## Problem requirements
Transcribe all records exactly.

## Dataset records
PR #501, opened 2017-02-08
use babel-preset-env

graingert:
babel-preset-es2015 is getting a bit old in the tooth, babel-preset-env
is automatically updated and allows selective down-leveling.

## The completed task
PR #501, opened 2017-02-08
use babel-preset-env

graingert:
babel-preset-es2015 is getting a bit old in the tooth, babel-preset-env
is automatically updated and allows selective down-leveling.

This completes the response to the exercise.